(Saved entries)
PR #362, opened 2016-12-20
Add NativeScript support

NathanaelA:


Gruntfile.js
```diff
@@ -78,6 +78,10 @@ module.exports = function (grunt) {
 			dest: '<%= dirs.dest %>/ably-commonjs.js',
 			nonull: true
 		},
+        'ably-nativescript': {
```
paddybyers: Spaces vs tabs whitepace issue here?

common/lib/util/utils.js
```diff
@@ -129,10 +129,16 @@ var Utils = (function() {
...
-	Utils.inherits = (typeof(require) === 'function' && require('util') && require('util').inherits) || function(ctor, superCtor) {
+
+	Utils.inherits = function(ctor, superCtor) {
 		ctor.super_ = superCtor;
 		ctor.prototype = Utils.prototypicalClone(superCtor.prototype, { constructor: ctor });
 	};
+	try {
+        if (typeof(require) === 'function' && require('util') && require('util').inherits) {
+        	Utils.inherits = require('util').inherits;
+		}
```
paddybyers: Whitespace issues

browser/lib/util/webstorage.js
```diff
@@ -1,6 +1,7 @@
 var WebStorage = (function() {
 	var sessionSupported,
 		localSupported,
+        mainClass = (typeof window !== 'undefined' ? window : global),
```
paddybyers: Wouldn't `globalObject` be more descriptive than `mainClass` ?

browser/fragments/platform-nativescript.js
```diff
@@ -0,0 +1,71 @@
...
+            buffer = chars.indexOf(buffer);
+        }
+        return output;
+    };
+
+var randomBytes;
+if (global.android) {
+    randomBytes = function(size) {
+        var sr = new java.security.SecureRandom();
+        var buffer = java.lang.reflect.Array.newInstance(java.lang.Byte.class.getField("TYPE").get(null), size);
```
paddybyers: Isn't there now a more efficient way of doing this? (https://github.com/NativeScript/android-runtime/issues/70)

browser/fragments/platform-nativescript.js
```diff
@@ -0,0 +1,71 @@
+require('nativescript-websockets');
+
+/**
+ * atob polyfill
+ * @param input
+ * @returns {string}
+ * Based on From: https://github.com/davidchambers/Base64.js/blob/master/base64.js
+ * License is Apache 2.0 also
+ */
+global.atob = function(input) {
```
paddybyers: Ably-js already has a base64 decode in `browser/lib/util`. We should avoid duplication and choose a single version.

browser/fragments/platform-nativescript.js
NathanaelA: LOL, I was even subscribed to that thread, but I didn't see it actually get finally resolved, with updated code,   I'll update this pull request.

browser/lib/util/webstorage.js
NathanaelA: I have no issue switching this.   And yeah I agree `globalObject` does make more sense.

browser/fragments/platform-nativescript.js
NathanaelA: Thanks, I'll look at how to use that atob function properly.

browser/lib/util/webstorage.js
```diff
@@ -9,25 +10,26 @@ var WebStorage = (function() {
...
 		localSupported = false;
 	}
 
-	function WebStorage() {}
+
+    function WebStorage() {}
 
 	function storageInterface(session) {
-		return session ? window.sessionStorage : window.localStorage;
+		return session ? globalObject.sessionStorage : globalObject.localStorage;
```
SimonWoolf: Will any of this do anything? At a quick google, [nativescript doesn't support either localstorage or sessionstorage APIs](https://stackoverflow.com/questions/39463157/is-there-localstorage-in-nativescrpt). It does have an `application-settings` api which would broadly be equivalent to localStorage, but you're not using that here. Am I missing something?

(In any case, sessionstorage in ably-js is used for persisting connection state across page refreshes -- is that useful for nativescript apps?)

common/lib/util/utils.js
```diff
@@ -129,10 +129,16 @@ var Utils = (function() {
...
+    } catch (err) {  /* Do Nothing. */ }
```
NathanaelA: The issue is that both `NativeScript` and `Node` both will throw an exception if a module does not exist, when you try to require it. 

 In this case this code assumes that if `require` exists then the module "util" exists.   It doesn't on all platforms.   (I'm not sure what react-native does here, or maybe a util module exists in RN?)    So since I have no idea how RN works, the simplest solution to this "issue" is to catch an expected error on platforms that might not have a `util` module, and do nothing, as `inherits` by default gets set first, then overrode by the `util` if it exists.

browser/lib/util/webstorage.js
SimonWoolf: Thanks. I get that `window` won't be defined, but if we just wanted to not support webstorage for nativescript, we could just put `if(typeof window == 'undefined') return;` at the top rather than bother having logic to make it look in the global object which won't have the required properties anyway. (Unless someone installed your plugin, which I don't think is something we should bet on). (Node has `WebStorage` undefined too, so other parts of the library expect that).

Re how webstorage is used: sessionstorage is used to persist connection state across page refreshes; localstorage is used to store transport preferences.

Questions:
- I'm guessing persisting connection state across page refreshes isn't a thing in nativescript, and once the client is initialized, it will exist for the duration that the app is open, so sessionstorage won't be useful. Is that right?
- But nativescript does support both xhr and websocket, so persisting transport preferences in localstorage is useful - right?

If that's the case, then perhaps we should have `sessionsSupported` be false, but `localSupported` be true and `WebStorage.get/set/remove` implemented here as a layer around the nativescript `application-settings` mechanism. What do you think?

For cleanness, if we're doing that, then should probably implement a separate `webstorage.js` for nativescript and include that separately in the grunt concatenator (ie split it out of `ablyFiles`).

common/lib/util/utils.js
SimonWoolf: Thanks. I think it's cleaner to support this by adding `inspects` and `inherits` keys to the `Platform` object, which will avoid the need to have a bunch of try-catches. WDYT?

browser/lib/util/webstorage.js
NathanaelA: When I wrote the patch around WebStorage, I wasn't sure if we needed it for anything.  So it made more sense to make the webStorage check the global object, this also allows this code to work inside browser webworkers as a webworker also has no `window` variable; but does have a `global` object with webstorage attached; so I was attempting to not only fix it so if NS needed it, but make Ably also be a bit more WebWorker friendly.  :-D

1. Yes, once something is created in NativeScript it exists forever or until GC'd (just like Node). 
2. Yes, NS has support for both xhr and WebSocket.  Persisting the info might be useful in the cases where WebSocket is always failing, but doesn't ably by default try WS then XHR; so in most cases I wouldn't think this info would not need to be persisted between app runs.

common/lib/util/utils.js
NathanaelA: Would definitely make it cleaner and eliminate two try/catch's.    Is this something where an issue needs to be created to fix after the pull is accepted?   Or how do you want to handle this?

browser/lib/util/webstorage.js
SimonWoolf: > a webworker also has no window variable; but does have a global object with webstorage attached

Are you sure? I've never used webworkers, but from what I can tell from a quick google (eg [this](http://stackoverflow.com/a/6179599)), that doesn't seem to be correct?

> doesn't ably by default try WS then XHR

No, it starts with the lowest-common-denominator thing (xhr) then upgrades to ws where it can. That avoids having a delay before connection on old platforms. Then once it does upgrade, it stores websocket as a preference, so next time it knows it can go straight for that. That's why I'm keen to have localstorage if possible.

Any thoughts on my earlier suggestion:

> If that's the case, then perhaps we should have `sessionsSupported` be false, but `localSupported` be true and `WebStorage.get/set/remove` implemented here as a layer around the nativescript `application-settings` mechanism. What do you think?

> For cleanness, if we're doing that, then should probably implement a separate `webstorage.js` for nativescript and include that separately in the grunt concatenator (ie split it out of `ablyFiles`).

common/lib/util/utils.js
SimonWoolf: Nah, you can just add the change to this PR

NathanaelA: Other than don't we need to change the platforms on all of them, Browser, encryption, node, react, and nativescript.   That seems out of place for this pull request.

browser/lib/util/webstorage.js
SimonWoolf: Including your emulation layer seems unnecessary given that the WebStorage module is already intended as an abstraction layer; not to mention it requires modifying the global object. Could we not just pass on to [application-settings](http://docs.nativescript.org/cookbook/application-settings)? `appSettings.setString`, `getString` and `remove` look like exact analogues of `localStorage.setItem`, `getItem` and `removeItem`, so should be pretty straightforward?

common/lib/util/utils.js
SimonWoolf: > That seems out of place for this pull request.

...I mean, if I was fussy about keeping PRs strictly single-purpose, then I wouldn't have suggested it :)

If you'd really rather not do it yourself, I can make the change and you can rebase on that?

browser/lib/util/webstorage.js
NathanaelA: I have no issue with creating a new WebStorage wrapper, other than time -- it is way quicker and simpler to just include LocalStorage and be done with it.   But if your preference is to switch this over, I can do that.

common/lib/util/utils.js
NathanaelA: Ok.  Wasn't sure -- some people are VERY picky about it.  ;-)      I have no issues making the changes.

Gruntfile.js
NathanaelA: That is weird, normally my editor is very picky about this and tells me when there is mixed spaces vs tabs.   (

 And my second editor I looked at didn't show anything, and GitDiff didn't show it.   But I have an editor that can show tabs vs spaces as characters.   I'll double check.   

Do you guys prefer spaces or tabs in the code?

browser/lib/util/webstorage.js
NathanaelA: It is trivial to enable localstorage as I have a plugin that does it -- and quicker too; but for long term maintenance Simon is correct; it would be better to eliminate the any additional plugins/modules that you can.      

@mattheworiordan I will defer to whatever you prefer:
1. Use my localstorage plugin, no other changes needed.
2. Create a new WebStorage wrapper for NativeScript that uses the internal appsettings.

Gruntfile.js
paddybyers: Tabs pls, unless editing an existing file that doesn't use tabs (eg `package.json`)

common/lib/util/utils.js
SimonWoolf: This is a 5 minute change; really not much point spending more than that debating who's going to do it ☺
I've gone ahead done it on 0-9-spec branch; please rebase on that

browser/lib/util/webstorage.js
SimonWoolf: >  it is way quicker and simpler to just include LocalStorage and be done with

Sorry -- I'm not sure if I'm missing something, but I'm not sure I see the difficulty. Here's a version of WebStorage tweaked to use application-settings based on the nativescript docs; please test and let me know if it works.

(To expand on the reasoning above -- as well as the double abstraction layer objection, Paddy's gone to some lengths to avoid modifying global objects in the lib (see eg most of utils.js), so I'd prefer not to use the lib that monkeypatches localstorage onto the global object. So I'd prefer this solution).

```javascript
var WebStorage = (function() {
	var appSettings = require("application-settings");
		test = 'ablyjs-storage-test';

	function WebStorage() {}

	function set(name, value, ttl) {
		var wrappedValue = {value: value};
		if(ttl) {
			wrappedValue.expires = Utils.now() + ttl;
		}
		return appSettings.setString(name, JSON.stringify(wrappedValue));
	}

	function get(name) {
		var rawItem = appSettings.getString(name);
		if(!rawItem) return null;
		var wrappedValue = JSON.parse(rawItem);
		if(wrappedValue.expires && (wrappedValue.expires < Utils.now())) {
			appSettings.remove(name);
			return null;
		}
		return wrappedValue.value;
	}

	WebStorage.set    = function(name, value, ttl) { return set(name, value, ttl); };
	WebStorage.get    = function(name) { return get(name); };
	WebStorage.remove = function(name) { return appSettings.remove(name); };

	return WebStorage;
})();
```

NathanaelA: @SimonWoolf - You will notice I said the best course was the one YOU suggested; but adding only two lines of code to the ns wrapper and not modifying any other files is WAY quicker than having to update the gradle build to eliminate webstorage from the general files and add it to each of the separate build files.    That was my only point.  :-D     In terms of QUICKNESS; 2 lines in one place is always going to be faster than any other solution.  :grinning:

NathanaelA: Btw, I don't see anything wrong with that code; should work great -- the "test" value isn't used.  :grinning:

common/lib/util/utils.js
NathanaelA: Awesome, thanks, I apologize if it seemed like I was being a pain; I love programming and to fix/debug things -- I also have to work very hard to stay inside scope sometimes...  :grinning:      

@mattheworiordan has only contracted a certain number of hours with me and stuff that occurs potentially outside of scope of my changes will impact the number of hours he has remaining.   So unfortunately unless he says yeah lets do this and Nathanael does it, I'm trying very hard not to use any of the time he has allocated for any other items without his permission.    If he want to convey to me that you have the ability to direct me also; that also would suffice as permission.  :grinning:

SimonWoolf:
> mattheworiordan has only contracted a certain number of hours with me and stuff that occurs potentially outside of scope of my changes will impact the number of hours he has remaining

Ah, fair enough then :)

I've pushed up a [0.9-nativescript](https://github.com/ably/ably-js/tree/0.9-nativescript) branch that rebases latest 0-9-spec, includes your changes and the Platform object changes, fixes the whitespaces issues, adds a nativescript-specific WebStorage wrapper, and hopefully fixes the msgpack issue you were running into. (There's already a version of msgpack that doesn't use bops included in the library, you just need to select it -- in the platform object, you had `msgpack: (typeof require === 'function') ? require('msgpack-js') : Ably.msgpack`, I've changed it to `msgpack: Ably.msgpack`. (I also changed the inclusion mechanism for that lib to ensure `Ably.msgpack` is always defined if that lib is included in the grunt concat; previously it tried to be clever and detect if it was running in a commonjs env and define it is a module if so so that `msgpack-js` would get that rather than the node/bops one, but presumably something wasn't working with that if you were running into issues)).

Could you test all that on nativescript and let me know if it works (assuming that's in scope - if not poke Matt on slack). Thanks :)

browser/lib/util/webstorage.js
SimonWoolf: > the "test" value isn't used. :grinning:

Fixed, thanks :)

NathanaelA:
@SimonWoolf - AWESOME!   You just saved me a lots of time.  :-)      I'll pull it and test it tonight and verify everything is good still.

NathanaelA:
@SimonWoolf - I tested your NS branch; only one small change appears to be needed.   I'm assuming we are closing this pull request in favor of your refactored NS branch, since it has everything we need.     

The atob in the NativeScript platform needs to wrap the Base64.decode in a function.  I didn't realize that the Base64 wouldn't be defined by that point.    So currently by the time it initiates the platform module the global "Base64" object is still undefined.    So the change is:   `atob: function(f) { return Base64.decode(f); },` and everything appears to be working fine.  ;-)

SimonWoolf:
Replaced by https://github.com/ably/ably-js/pull/366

- **Exercise**
Which of the lines in the data contain the string "issues"? Return each one.

- **Worked solution**
paddybyers: Whitespace issues
paddybyers: Isn't there now a more efficient way of doing this? (https://github.com/NativeScript/android-runtime/issues/70)
NathanaelA: Ok.  Wasn't sure -- some people are VERY picky about it.  ;-)      I have no issues making the changes.
I've pushed up a [0.9-nativescript](https://github.com/ably/ably-js/tree/0.9-nativescript) branch that rebases latest 0-9-spec, includes your changes and the Platform object changes, fixes the whitespaces issues, adds a nativescript-specific WebStorage wrapper, and hopefully fixes the msgpack issue you were running into. (There's already a version of msgpack that doesn't use bops included in the library, you just need to select it -- in the platform object, you had `msgpack: (typeof require === 'function') ? require('msgpack-js') : Ably.msgpack`, I've changed it to `msgpack: Ably.msgpack`. (I also changed the inclusion mechanism for that lib to ensure `Ably.msgpack` is always defined if that lib is included in the grunt concat; previously it tried to be clever and detect if it was running in a commonjs env and define it is a module if so so that `msgpack-js` would get that rather than the node/bops one, but presumably something wasn't working with that if you were running into issues)).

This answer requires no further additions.